Michael Porter's generic strategy

Op het eerste gezicht klinkt dat advies plausibel. Sinds jaar en dag klinkt overal de roep om duidelijkheid, focus, scope, concentratie. Maar in de praktijk is dit advies niet altijd waard om te volgen. Porter zelf noemt ook een aantal uitzonderingen waarbinnen cost leadership en differentiatie gecombineerd kunnen worden. Bij differentiatie in producten en de inschatting van daarmee gepaard gaande kosten werd zeker in de jaren ’80 nog uitgegaan van kapitaalsintensieve R&D, hoge investeringen in productiemiddelen, omstelkosten in starre productielijnen etc.

In toenemende mate is het denkbaar en realiteit dat differentiatie ook kan plaats vinden tegen zeer geringe meerkosten t.o.v. de standaard.
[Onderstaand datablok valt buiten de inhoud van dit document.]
Issue #944, opened 2025-03-30
`Title` and `URLSegment` fields for new `Locale` records should default to the chosen locale.


GuySartorelli:
Currently when you create a new locale, the `Title` and `URLSegment` form fields have a pre-set value which matches the default locale in the `Locale` form field.

It seems like these should be empty by default (as indicated by the placeholder which is set in `getCMSFields()`), and then if the user hasn't explicitly defined them they should be set to values matching the locale the user selected.

This has bugged me every time I've had to set up a locale for testing 😅

## Acceptance Criteria

- [ ] When creating a new `Locale` record, the `Title` and `URLSegment` fields don't have a preset value
- [ ] If the `Title` and `URLSegment` fields are empty when creating the record, they are set to match the chosen locale.
- [ ] If the user has entered a value for `Title` or `URLSegment`, the user's value is used.

## PRs
- https://github.com/tractorcow-farm/silverstripe-fluent/pull/945

GuySartorelli:
PR merged. This will be included in the 8.1 minor release in October.

PR #945, opened 2025-03-30
ENH Set Title and URLSegment fields on write

GuySartorelli:
Currently the logic will automatically set the value for the Title and URLSegment form fields based on the default locale.

These should instead be set to the locale that is chosen unless otherwise explicitly overridden.

Note that this is targetting `8` to be included in a future `8.1` minor release.

## Issue
- https://github.com/tractorcow-farm/silverstripe-fluent/issues/944

### DIFF
--- a/src/Model/Locale.php
+++ b/src/Model/Locale.php
@@ -8,6 +8,7 @@ use Exception;
 use SilverStripe\Control\Controller;
 use SilverStripe\Control\Director;
 use SilverStripe\Core\Config\Config;
+use SilverStripe\Dev\Deprecation;
 use SilverStripe\Forms\CheckboxField;
 use SilverStripe\Forms\DropdownField;
 use SilverStripe\Forms\FieldList;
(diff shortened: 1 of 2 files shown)


src/Model/Locale.php
```diff
@@ -155,20 +156,6 @@ public function requireDefaultRecords(): void
         }
     }
 
-    /**
-     * Get internal title for this locale
-     *
-     * @return string
-     */
-    public function getTitle()
```
ChloeSartorelli, line 163: Doesn't need deprecating first - it'll inherit `DataObject::getTitle()`

emteknetnz (changes requested):
Why aren't we just doing this directly to 8.0 (CMS 6 beta) and deprecated in v7 (CMS 5)?

GuySartorelli:
> Why aren't we just doing this directly to 8.0 (CMS 6 beta) and deprecated in v7 (CMS 5)?

This isn't a regression. The breaking change also isn't necessary in order for this change to work, so there's no need for it to be done in 8.0 which has already had its beta release. We should only be doing post-beta breaking changes if they're necessary.

Since this can be done with a deprecation instead of a direct API break, there's no need for it to be in 8.0.

emteknetnz (approved):
Works well

PR #960, opened 2025-05-04
Merge branch '7' into 8.0

GuySartorelli:
Couldn't merge the `7` branch up directly due to conflicts.
image

This PR resolves the conflicts. See https://github.com/tractorcow-farm/silverstripe-fluent/compare/8.0...7 for the raw diff without conflict resolution.

### DIFF
--- a/src/Extension/FluentGridFieldExtension.php
+++ b/src/Extension/FluentGridFieldExtension.php
@@ -31,13 +31,13 @@ class FluentGridFieldExtension extends Extension
      *
      * @param DBField|null $badgeField
      * @see VersionedGridFieldItemRequest::Breadcrumbs()
-     * @deprecated 7.3.0 Will be replaced with TractorCow\Fluent\Extension\FluentExtension::updateStatusFlags()
+     * @deprecated 7.3.0 Will be replaced with TractorCow\Fluent\Extension\FluentExtension::updateStatusFlags() in a future major release
      */
     public function updateBadge(&$badgeField)
     {
         Deprecation::noticeWithNoReplacment(
             '7.3.0',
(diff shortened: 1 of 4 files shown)


tractorcow:
Shouldn't 7 go into 8, not 8.0?

7 could introduce new features, so it should go into a feature branch, not a patch branch.

tractorcow:
It looks like 8.0.0 hasn't been released, so it's fine, but I'd probably not have a 8.0 branch at all if that was the case, and then you could keep the merge strategy consistent. Branch 8 into 8.0 once you tag 8.0.0.

- x.y merge into x to merge patches into feature branch at same version
- x into x+1 to merge new features from older feature branches into newer feature branches
- x.y into (x+1).z to forward-port bugfixes from older versions (with discretion)

GuySartorelli:
Our process currently is to merge up through the patch branch (so 7.3 to 7, 7 to 8.0, 8.0 to 8). Happy to do that differently for this repository if you like though I can't promise we'll remember that every time since that's now how we're handling it with the other supported modules.

The reasoning for the way we currently do it is that only one stable major release line is actually getting new features at a time. 7.3 should therefore be the last stable minor release in the 7.x release line - or at least that's how all other commercially supported modules work and what our release policies imply if not outright say.

tractorcow:
As long as you aren't introducing new features into already released patches, you're fine. If I'm upgrading from 8.0.0 to 8.0.1 I don't want to see any features released in 7.4.0, as a hypothetical example. I'll leave it up to you to use your judgement. :)

GuySartorelli:
> If I'm upgrading from 8.0.0 to 8.0.1 I don't want to see any features released in 7.4.0, as a hypothetical example.

Yup, we don't want that either. 👍 Sounds like we're aligned.

emteknetnz (approved):

PR #975, opened 2025-06-26
ENH Use new DataList caching

GuySartorelli:
Replaces deprecated `DataObject::get_one()` and `DataObject::get_by_id()` in favour of the new DataList query caching.

Also caches the current locale object separately from the `getCached()` result set.

> [!IMPORTANT]
> Relies on https://github.com/silverstripe/silverstripe-framework/pull/11768
> DO NOT MERGE until that PR has been merged in

## Issue

- https://github.com/silverstripe/silverstripe-framework/issues/11767

### DIFF
--- a/src/Model/Locale.php
+++ b/src/Model/Locale.php
@@ -388,7 +388,6 @@ class Locale extends DataObject implements PermissionProvider
     public static function getCurrentLocale(): ?Locale
     {
         $locale = FluentState::singleton()->getLocale();
-
         return static::getByLocale($locale);
     }
 
@@ -409,7 +408,7 @@ class Locale extends DataObject implements PermissionProvider
         }
 
         // Get filtered locale
-        return Locale::getCached()->find('Locale', $locale);
+        return Locale::get()->setUseCache(true)->find('Locale', $locale);
     }
 
     /**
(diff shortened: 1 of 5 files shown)


src/Model/Locale.php
```diff
@@ -409,7 +408,7 @@ public static function getByLocale($locale): ?Locale
         }
 
         // Get filtered locale
-        return Locale::getCached()->find('Locale', $locale);
+        return Locale::get()->setUseCache(true)->find('Locale', $locale);
```
ChloeSartorelli, line 411: `getCached()` caches a bunch of records in an `ArrayList`.
Calling `find()` on that list requires filtering through _the full list of locales_ every time this is called, even though we just want the same record every time.

Caching this record separately ends up being more efficient (`O(1)` instead of `O(n)` if that's useful to anyone) and was the main driver for finally adding this level of caching to `DataList` in the first place.

This method gets called _a lot_ (when rendering the site tree it was around 200 times with a site with 10 pages. Imagine a big site...) so it's well worth caching separately.

emteknetnz: Is it worth deprecating `Locale::getCached()`?

emteknetnz (changes requested):

GuySartorelli:
That's still  used in other places.

emteknetnz (approved):

PR #1006, opened 2025-08-27
ENH Hide font icons from screen readers

GuySartorelli:
- Updates CSS to support icons in inner span elements
- Hides decorative icons from screen readers (usually by adding an inner `span`)

I didn't notice any visual difference without the admin PR so we don't need to bump the constraint.

## Issue

- https://github.com/silverstripe/silverstripe-admin/issues/1957


tractorcow (approved):

tractorcow:
Approved, and I've learned a bit about accessibility too.

client/src/styles/fluent.scss
```diff
@@ -122,7 +122,7 @@ $fluent-color-localised: rgb(102, 15, 242);
     font-size: 1em;
     color: #303b4d;
 
-    &:before {
+    span[class*="font-icon-"]:before {
```
tractorcow: I guess it could just be `span.font-icon` right? Since you have a new span element, you don't need the ":before" anymore? I think the accessibility guidelines in the parent ticket suggested not using ::before?

tractorcow: > Replace ::before pseudo element with a background-image or other CSS that displays the icon and doesn't inject text into the DOM

ChloeSartorelli: > I guess it could just be span.font-icon right? Since you have a new span element, you don't need the ":before" anymore?

Not sure, I'll try that and see if it works without targeting the `:before` pseudo element.

> Replace ::before pseudo element with a background-image or other CSS that displays the icon and doesn't inject text into the DOM

That is an option we have, but would require having the icons available in a non-font format. I thought about adding a svg spritesheet or something but for most icons I think that would have ended up being more work without a clear benefit over just using `aria-hidden` to hide them.

ChloeSartorelli: Looks fine without targeting the `:before` pseudo element so I've updated that

tractorcow (approved):
Great job

client/src/styles/fluent.scss
tractorcow: Looks good to me. :)

emteknetnz (approved):

Issue #913, opened 2024-12-11
Fluent/Elemental: all translations but the last one saved are marked as modified


wernerkrauss:
### Module version(s) affected

5.2, 5.3

### Description

When working with Elemental and BaseElement has FluentVersionedExtension applied, all translations of a block but the one saved last are marked as "Modified". That's cause `Versioned::isLiveVersion()` doesn't know about Fluent and having different Versions per Locale.

### How to reproduce

* Create a project with Fluent and Elemental; 
* Apply FluentVersionedExtension to BaseElement
  ```yml
  DNADesign\Elemental\Models\BaseElement:
    extensions:
      fluent: 'TractorCow\Fluent\Extension\FluentVersionedExtension'
  ```
* Create a bunch of locales
* Save a block and translate it to different Locales; publish the block in each locale.

### Possible Solution

A possible solution would be to overwrite isLiveVersion() in FluentVersionedExtension:
```php
    /**
     * Fixes a bug in Elemental/Fluent, where all translations but the last one saved are marked as modified,
     * cause Fluent saves a new Version per locale.
     * @return bool
     */
    public function isLiveVersion()
    {
        return !$this->getOwner()->stagesDifferInLocale();
    }
```

### Validations

- [X] Check that there isn't already an issue that reports the same bug
- [X] Double check that your reproduction steps work in a fresh installation of [`silverstripe/installer`](https://github.com/silverstripe/silverstripe-installer) (with any code examples you've provided)

## PRs

- https://github.com/tractorcow-farm/silverstripe-fluent/pull/1007 - revisit for major release

GuySartorelli:
Can you please provide some specific step-by-step details for these two? For the extension, are any additional configurations set at all? For translating the block to different locales, there's multiple ways to do that.

> - Apply FluentVersionedExtension to BaseElement
> ...
> - Save a block and translate it to different Locales; publish the block in each locale.

lerni:
@wernerkrauss - Thanks for the workaround! Working perfectly for me. Was about to investigate this myself, so you saved me considerable time. 
```
silverstripe/framework              5.4.9
tractorcow/silverstripe-fluent      7.3.2
dnadesign/silverstripe-elemental    5.4.2
```
Would love to see this make it into an upstream fix! 🤞

GuySartorelli:
> Would love to see this make it into an upstream fix!

[...]

PR #1007, opened 2025-08-29
FIX Ensure Version column is included in draft_localised table

GuySartorelli:
> [!IMPORTANT]
> Needs https://github.com/silverstripe/silverstripe-versioned/pull/526 to be merged for CI to go green. Merge that first, then rerun CI.

Various versioning functionality relies on having the correct Version value in the draft record - for example `Versioned::isLiveVersion()` checks the most recent live version against the current (usually draft) record version.

Fluent updates the values for `get_versionnumber_by_stage` through an extension hook, but this results in having the correctly localised live version number with the incorrect non-localised draft version number - which don't match.

Follow reproduction steps in the linked issue for testing. Note that due to https://github.com/silverstripe/silverstripe-elemental/issues/1266 you will need to add this workaround to allow you to edit the block:

```php
<?php

use SilverStripe\Core\Extension;
use SilverStripe\Forms\FieldList;

class BaseElementExtension extends Extension
{
    protected function updateCMSFields(FieldList $fields): void
    {
        if ($this->getOwner()::config()->get('inline_editable')) {
            $fields->removeByName('RecordLocales');
        }
    }
}
```

```yml
DNADesign\Elemental\Models\BaseElement:
  extensions:
    - 'BaseElementExtension'
```

## Issue

- https://github.com/tractorcow-farm/silverstripe-fluent/issues/913

### DIFF
--- a/src/Extension/FluentVersionedExtension.php
+++ b/src/Extension/FluentVersionedExtension.php
@@ -151,6 +151,15 @@ class FluentVersionedExtension extends FluentExtension implements Resettable
         DB::require_table($localisedTable . FluentVersionedExtension::SUFFIX_VERSIONS, $versionsFields, $versionsIndexes, false);
     }
 
+    protected function isFieldLocalised($field, $type, $class)
+    {
+        // Explicitly localise version columns, which are necessary for some versioning functionality to work correctly.
+        if (array_key_exists($field, $this->defaultVersionsFields)) {
+            return true;
+        }
+        return parent::isFieldLocalised($field, $type, $class);
+    }
+
     /**
      * {@inheritDoc}
      *
--- a/tests/php/Extension/FluentSiteTreeExtensionTest.yml
+++ b/tests/php/Extension/FluentSiteTreeExtensionTest.yml
@@ -54,22 +54,3 @@ Page:
     Title: Staff
     URLSegment: my-staff
     Parent: =>Page.about
-
-SiteTree_Localised:
-  nz-page:
-    RecordID: =>Page.nz-page
-    Title: A Page
-    URLSegment: a-page
-    Locale: de_DE
-  about:
-    RecordID: =>Page.about
-    Title: About Us
-    URLSegment: about-us
-    Locale: de_DE
-
-SiteTree_Localised_Live:
-  nz-page:
-    RecordID: =>Page.nz-page
-    Title: A Page
-    URLSegment: a-page
-    Locale: de_DE
--- a/tests/php/Extension/FluentVersionedExtensionTest.php
+++ b/tests/php/Extension/FluentVersionedExtensionTest.php
@@ -11,10 +11,15 @@ use TractorCow\Fluent\Extension\FluentVersionedExtension;
 use TractorCow\Fluent\Model\Domain;
 use TractorCow\Fluent\Model\Locale;
 use TractorCow\Fluent\State\FluentState;
+use TractorCow\Fluent\Tests\Extension\FluentVersionedExtensionTest\TestVersionedModel;
 
 class FluentVersionedExtensionTest extends SapphireTest
 {
     protected static $fixture_file = 'FluentVersionedExtensionTest.yml';
+
+    protected static $extra_dataobjects = [
+        TestVersionedModel::class
+    ];
 
     protected static $required_extensions = [
         SiteTree::class => [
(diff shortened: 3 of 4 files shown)


tests/php/Extension/FluentSiteTreeExtensionTest.yml
```diff
@@ -54,22 +54,3 @@ Page:
...
-  nz-page:
-    RecordID: =>Page.nz-page
-    Title: A Page
-    URLSegment: a-page
-    Locale: de_DE
-  about:
-    RecordID: =>Page.about
-    Title: About Us
-    URLSegment: about-us
-    Locale: de_DE
```
ChloeSartorelli, line 68: Removing this is necessary for `FluentSiteTreeExtensionTest::testUpdateCMSActionsDrafted()` to pass - see failure in https://github.com/tractorcow-farm/silverstripe-fluent/actions/runs/17311586305/job/49146679097

This fixture was adding incomplete localisation data to the localised table. Removing it allows fluent to build the correct localisation data and means we're testing the _actual_ functionality rather than just testing whether the fixture has the right localisation data or not.

Removing the fixture data for `nz-page` isn't strictly necessary for _this_ PR but it should be removed for the same reasons.

tests/php/Extension/FluentVersionedExtensionTest.php
```diff
@@ -206,4 +211,127 @@ public function testStagesDifferInLocale(): void
         // No Live version
         $this->assertTrue($page->stagesDifferInLocale());
     }
+
+    /**
+     * Tests various Versioned methods correctly identify versions in different locales
+     */
+    public function testCorrectVersionIdentified(): void
```
ChloeSartorelli, line 218: Intentionally not using data providers here because while there are several scenarios here (draft and published in base record and in localised record), they each rely on the previous scenario happening successfully first.

tests/php/Extension/FluentVersionedExtensionTest.php
```diff
@@ -206,4 +211,164 @@ public function testStagesDifferInLocale(): void
...
+            $this->assertFalse($localisedRecord->isOnLiveOnly());
+        });
+
+        // Check still only true for draft stuff in *alternate* locale
+        FluentState::singleton()->withState(function (FluentState $newState) use ($recordID) {
+            $newState->setLocale('en_US');
+            $localisedRecord = TestVersionedModel::get()->byID($recordID);
+            $this->assertTrue($localisedRecord->isOnDraft());
+            $this->assertFalse($localisedRecord->isPublished());
+            $this->assertTrue($localisedRecord->isLatestDraftVersion());
```
ChloeSartorelli, line 333: This specific call to `isLatestDraftVersion()` is where the tests started failing without the fix.

GuySartorelli:
@mfendeksilverstripe You're probably the world's leading expert in this module at this point - do you have a few minutes to look at this? If so, can you please let me know if there's any obvious problems with this fix?

tests/php/Extension/FluentVersionedExtensionTest.php
```diff
@@ -206,4 +211,164 @@ public function testStagesDifferInLocale(): void
...
+            $localisedRecord = TestVersionedModel::get()->byID($recordID);
+            $this->assertTrue($localisedRecord->isOnDraft());
+            $this->assertTrue($localisedRecord->isPublished());
+            $this->assertTrue($localisedRecord->isLatestDraftVersion());
+            $this->assertTrue($localisedRecord->isLatestVersion());
+            $this->assertTrue($localisedRecord->isLiveVersion());
+            $this->assertFalse($localisedRecord->isModifiedOnDraft());
+            $this->assertFalse($localisedRecord->isOnLiveOnly());
+        });
+    }
```
mfendeksilverstripe, line 373: Can you please add some test cases for the UK locale? This one inherits content from another locale.

tests/php/Extension/FluentVersionedExtensionTest/TestVersionedModel.php
```diff
@@ -0,0 +1,25 @@
...
+
+use SilverStripe\Dev\TestOnly;
+use SilverStripe\ORM\DataObject;
+use SilverStripe\Versioned\Versioned;
+use TractorCow\Fluent\Extension\FluentVersionedExtension;
+
+/**
+ * @mixin Versioned
+ */
+class TestVersionedModel extends DataObject implements TestOnly
```
mfendeksilverstripe, line 13: I think your test model should explicitly define the locale inheritance mode rather than relying on default to prevent ambiguity.

src/Extension/FluentVersionedExtension.php
```diff
@@ -151,6 +151,15 @@ protected function augmentDatabaseRequireTable($localisedTable, $fields, $indexe
         DB::require_table($localisedTable . FluentVersionedExtension::SUFFIX_VERSIONS, $versionsFields, $versionsIndexes, false);
     }
 
+    protected function isFieldLocalised($field, $type, $class)
```
mfendeksilverstripe, line 154: This might have impact on dev/build, note to self: need to cover this by detailed locale testing.

tests/php/Extension/FluentVersionedExtensionTest.php
```diff
@@ -206,4 +211,164 @@ public function testStagesDifferInLocale(): void
...
     }
+
+    /**
+     * Tests various Versioned methods correctly identify versions in different locales
+     */
+    public function testCorrectVersionIdentified(): void
+    {
+        $recordID = null;
+        // Create a new record in the base record only, no localisation
+        FluentState::singleton()->withState(function (FluentState $newState) use (&$recordID) {
```
mfendeksilverstripe, line 222:
```suggestion
        FluentState::singleton()->withState(function (FluentState $state) use (&$recordID) {
```
[nitpick] Simplify variable name.

tests/php/Extension/FluentVersionedExtensionTest.php
```diff
@@ -206,4 +211,164 @@ public function testStagesDifferInLocale(): void
...
+            $newState->setLocale(null);
+            $record = new TestVersionedModel(['Title' => 'Initial value']);
```
mfendeksilverstripe, line 224: [nitpick] Prefer property assignment over array data.

mfendeksilverstripe (changes requested):
Left some early feedback, need to do some more detailed testing as localised versions is a complex area.

mfendeksilverstripe:
@GuySartorelli I had a detailed look today and I think we need to consider broader context here before we can make a change to fix the issue.

The current approach on versioned data is as follows:

* version history data does not follow locale inheritance rules
* this was a decision that was made in Fluent 5 I think, it was based on the impact on features such as how page archive would work (glossing over a lot of detail here but can provide further context if needed)
* this leads to the implementation approach of using the extension points in Versioned for specific methods and provide overrides, for example `Versioned::stagesDiffer()` has an extension point `updateStagesDiffer` which is then leveraged by `FluentVersionedExtension::updateStagesDiffer()` to alter the behaviour

With this context, I think the proposed fix doesn't align with this approach so instead we should add a fix via the `Versioned::isOnDraft()` which has the `updateIsOnDraft` extension hook. `FluentVersionedExtension::updateIsOnDraft()` should be used to override the draft version number to be the correct one. This should then also fix `isModifiedOnDraft()` as a consequence.

I wanted to highlight that we can choose to change the current approach to versioned history localisation but that requires a dedicated discussion and should probably go into a major release.

I also managed to confirm that the reported issue can be reproduced as this is a known issue on several projects that I'm across - we avoid using `isModifiedOnDraft()` and instead leverage `isPublished()` and `stagesDiffer()` as a workaround.

tractorcow:
I can give a little bit of context. Because the _versioned and _versioned_localised tables are intended to work alongside the existing versioned extension, and the silverstripe convention for additional tables, the "version" itself isn't technically a localised field, in the same way that "id" is not a localised field. It's an identifier for a version.

There is always a new version for each new change, even if that change only occurs in one locale. I.e. version 1 = first version, localised in en_UK. version 2 = next version, localised in zh_CN. This has the effect of "isLatestVersion" only ever, at least historically, been true for the last locale written. I'm not sure how versioned works in modern time. :) Versioned had a LOT of static methods that couldn't be extended, so I think I just ignored them for the most part.

To bring it back this PR in context, I'm not sure that isFieldLocalised being true for "Version" is correct, in the same way that "ID" isn't localised either.

tests/php/Extension/FluentVersionedExtensionTest/TestVersionedModel.php
ChloeSartorelli: Can you please provide me with an appropriate snippet for that? I'm not sure which locale inheritance mode this should use if declared explicitly.

GuySartorelli:
> To bring it back this PR in context, I'm not sure that isFieldLocalised being true for "Version" is correct, in the same way that "ID" isn't localised either.

Can you think of another way to resolve this bug?

`Versioned` (and consequently everything that consumes the `Versioned` API downstream) doesn't have a concept of locales. Because of this from a pure `Versioned` perspective it's unclear whether `isLatestVersion()` should return a localised value or a cross-locales value.

That said, I can't think of any scenario where you'd want to call `isLatestVersion()` to check whether this _locale_ was the most recently updated _locale_ - rather, I would expect that you'd want to know _within this locale_ is the current version of this record the most recent version of this record.

In other words, when I'm in `en_US` and I call `isLatestVersion()` on a record, I would personally expect that method call (and most if not all method calls) to give me a response that is relevant to the `en_US` locale specifically.

GuySartorelli:
> With this context, I think the proposed fix doesn't align with this approach so instead we should add a fix via the Versioned::isOnDraft() which has the updateIsOnDraft extension hook. FluentVersionedExtension::updateIsOnDraft() should be used to override the draft version number to be the correct one. This should then also fix isModifiedOnDraft() as a consequence.

This would probably resolve the narrow scope of this specific bug, but it seems inconsitent to me that `isOnDraft()` and `isModifiedOnDraft()` would be localised but `isLatestVersion()` would not. There may be other related bugs lurking undiscovered as a result of this inconsistency.

That said, if you and @tractorcow agree that's the appropriate way forward, I'll update the PR accordingly.

GuySartorelli:
@mfendeksilverstripe Just to clarify, is the thumbs up react "Yes I agree with what you're saying, leave it as is"? Or is it meant to convey "Yes please update the PR"?

mfendeksilverstripe:
@GuySartorelli Yes, please update the PR as per our recommendation.

GuySartorelli:
@mfendeksilverstripe That hasn't worked. I tried more-or-less blindly implementing `updateIsOnDraft()` but that extension hook doesn't even get called and so doesn't solve the problem. The implementation I had, in case that helped discussion later on, is:
```php
    public function updateIsOnDraft(bool &$isOnDraft): void
    {
        $locale = FluentState::singleton()->getLocale();
        if (!$locale) {
            return;
        }
        $isOnDraft = $this->getOwner()->isDraftedInLocale($locale);
    }
```

But ultimately that's moot. As discussed in https://github.com/tractorcow-farm/silverstripe-fluent/issues/913#issuecomment-3235267565 where I mention the root cause of this problem, the `Versioned::isLiveVersion()` method is where we're getting `false` even though we do have the latest _localised_ version.

`isLiveVersion()` compares the value of `get_versionnumber_by_stage()` (which is a localised result because of `FluentVersionedExtension`) against `$this->owner->Version` - which is _not localised_. This naturally results in a mismatch, because 9 times out of 10 the latest localised version _won't_ match the _unlocalised_ latest version. That's the heart of the problem here.

I guess I could add an extension hook to `isLiveVersion()` and then in `FluentVersionedExtension::updateIsLiveVersion()` we can return the correct comparison? I'm not sure what that comparison would look like yet to be honest (maybe if it's published and not modified on draft? That's not really asking about _this version_ of the record though since we don't know what version _this_ version is because that value isn't localised... so it gets a bit messy) and this feels like we're just putting a bandaid on the problem.

I really do strongly think that _not_ having the `Version` field localised is causing more problems than it's solving.

mfendeksilverstripe:
@GuySartorelli 

I've booked some time to look into the patch for this issue next week. As mentioned previously, if we are aiming to patch this we are likely to use the suggested approach not the initial one due to the latter being a breaking change that would need to go into a major release.

GuySartorelli:
I don't understand how it's a breaking change (what does it break?) but if you can find a sensible way to implement a fix without localising the Version column that would be fine.

mfendeksilverstripe:
@GuySartorelli Managed to complete the detailed assessment of your change.

Overall, I think this change is good in terms that it delivers what it's meant to do. The current behaviour likely has gaps.

Base table has a `Version` DB field present.

Screenshot 2025-10-13 at 4 37 10 PM

Looking at localised tables:

Before your change - `Version` DB field absent.

Screenshot 2025-10-13 at 4 36 31 PM

After your change - `Version` DB field present.

Screenshot 2025-10-13 at 4 36 40 PM

As I suspected, this is indeed a breaking change as just applying the patch and running dev/build will not populate the newly created field with correct values, instead it will default to `0`.

You will either need to provide a data migration dev task or at least guidance on how to populate this new value (considering some projects have tens of thousands of models in their DB).

This brings me back to my original question - would you like to implement a `7` patch or are you happy to just fix this in `8`?

For backwards compatible workaround, it might be possible to find a place where we can override `Version` model property with the correct value but based on my assessment, this likely isn't trivial.

Context:

`Versioned::augmentWrite()` assigns to `Version` property coming from base table - this needs to be coming from localised version instead.

GuySartorelli:
> As I suspected, this is indeed a breaking change as just applying the patch and running dev/build will not populate the newly created field with correct values, instead it will default to 0.

Ahhh thank you, that was the context I was missing - and should have been obvious to me, but that's hindsight for ya.

> This brings me back to my original question - would you like to implement a 7 patch or are you happy to just fix this in 8?

I'll have a quick play around hopefully this week to see if I can get `$record->Version` to fetch the localised version (property fetching goes through `__get()` so it _might) be possible). If I can't do that, it will have to wait not for a new minor version in `8` but for the next major version since breaking changes must be in majors, not any sooner.

Marking draft in the mean time.

_maybe_ an okay halfway point is to implement Werner's workaround from the linked issue? I'd have to look at what side effects that might have and it's not a complete solution... as I say, I'll try getting `->Version` to return the correct value first.

GuySartorelli:
Actually nevermind, the idea of tricking `__get()` into getting the localised value falls flat on its face because I don't know _which version_ of the record it is... because we don't have that value yet :rofl: 

I'll close this PR - it will be suitable for a major release but that can't be merged until we open a new major branch which we don't do until we're ready to start working on the next release across the board.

Een bekend voorbeeld is de Japanse auto-industrie.We waren al bijna vergeten hoe deze industrie vanaf de jaren “60 haar positie heeft uitgebouwd met zowel lage kosten(en dus prijs) als toegevoegde waarde. Technologie (in de auto’s zelf maar zeker ook in productie), organisatie en een dominante  kwaliteitsfilosofie vormden de basis voor dat succes.

Hans Groenhuijsen, 2009/juli 2016.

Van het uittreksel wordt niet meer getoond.